Issue #9577, opened 2022-01-28
Nil pointer dereference in tabletserver VStreamRows code path


mvh-stripe:
#### Overview of the Issue

We hit a nil pointer dereference when trying to do a shard-split (see below for logs + stack trace). 

Here's what I think is happening:
 * In the source shard, there's a `_vt_PURGE` temp table which seems to get copied over to the target shards during schema copy.
 * When the target shards issue a `VStreamRows` request to the source shard for this table, it ends up calling into `localVSchema.FindColVindex(tablename)`. But since this temp table has no vschema associated with it, `localVSchema.findTable()` returns `(nil, nil)` and this results in a panic. See https://github.com/vitessio/vitess/blob/main/go/vt/vttablet/tabletserver/vstreamer/local_vschema.go#L36

```
[2022-01-27 20:54:10.563457] I0127 20:54:10.563318 2997134 engine.go:237] Streaming rows for query select * from _vt_PURGE_7decd7b1794811eca1f506784fed54f7_20220120165616 where in_keyrange('1780-1788'), lastpk: []
[2022-01-27 20:54:10.563655] I0127 20:54:10.563485 2997134 local_vschema.go:76] found internal table _vt_PURGE_7decd7b1794811eca1f506784fed54f7_20220120165616, ignoring in local vschema search

stream ID: 1, tabletAlias: northwest-0000107249. vttablet: rpc error: code = Unknown desc = uncaught panic: runtime error: invalid memory address or nil pointer dereference
. Stack-trace:
runtime/panic.go:212 (0x43619a)
runtime/signal_unix.go:734 (0x450092)
vitess.io/vitess/go/vt/vtgate/vindexes/vschema.go:634 (0xde1c89)
vitess.io/vitess/go/vt/vttablet/tabletserver/vstreamer/local_vschema.go:41 (0x135f684)
vitess.io/vitess/go/vt/vttablet/tabletserver/vstreamer/planbuilder.go:662 (0x1365fe4)
vitess.io/vitess/go/vt/vttablet/tabletserver/vstreamer/planbuilder.go:522 (0x1363a5a)
vitess.io/vitess/go/vt/vttablet/tabletserver/vstreamer/planbuilder.go:417 (0x136273e)
vitess.io/vitess/go/vt/vttablet/tabletserver/vstreamer/rowstreamer.go:135 (0x1367ba4)
[...]

PR #9578, opened 2022-01-28
Ignore internal tables in MoveTables and Reshard Workflows

mattlord:
## Description
We need to ignore internal operation tables (e.g. for OnlineDDL processing) in `MoveTables` and `Reshard` workflows. We need to do this both when processing the `-tables` command-line flags and when processing `SchemaDefinition` structures that we get from the database.

I also got rid of the logging messages for when these internal tables are seen and ignored/skipped as I don't think that they are helpful to the end user.

<details>
<summary>You can see a simple Reshard demonstration and test here</summary>

These are using the [docker_local container](https://vitess.io/docs/13.0/get-started/local-docker/).

### Before (main):
```
$ make docker_local && ./docker/local/run.sh
./201_customer_tablets.sh ; ./202_move_tables.sh ; sleep 10; ./203_switch_reads.sh ; ./204_switch_writes.sh ; ./205_clean_commerce.sh ; ./301_customer_sharded.sh ; ./302_new_shards.sh; sleep 5; mysql customer -e "create table _vt_PURGE_1f9194b43b2011eb8a0104ed332e05c2_20201210194431(id int, val varbinary(128), primary key(id))"; ./303_reshard.sh ; sleep 5; mysql customer/-80 -e "show tables"
...
+-----------------------------------------------------------+
| Tables_in_vt_customer                                     |
+-----------------------------------------------------------+
| _vt_PURGE_1f9194b43b2011eb8a0104ed332e05c2_20201210194431 |
| corder                                                    |
| customer                                                  |
+-----------------------------------------------------------+
```

### After (this branch):
```
$ make docker_local && ./docker/local/run.sh
./201_customer_tablets.sh ; ./202_move_tables.sh ; sleep 10; ./203_switch_reads.sh ; ./204_switch_writes.sh ; ./205_clean_commerce.sh ; ./301_customer_sharded.sh ; ./302_new_shards.sh; sleep 5; mysql customer -e "create table _vt_PURGE_1f9194b43b2011eb8a0104ed332e05c2_20201210194431(id int, val varbinary(128), primary key(id))"; ./303_reshard.sh ; sleep 5; mysql customer/-80 -e "show tables"
...
+-----------------------+
| Tables_in_vt_customer |
+-----------------------+
| corder                |
| customer              |
+-----------------------+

### What you will do
Answer with one number only, the count of lines in the entries above that hold the string "think".

### Response area
2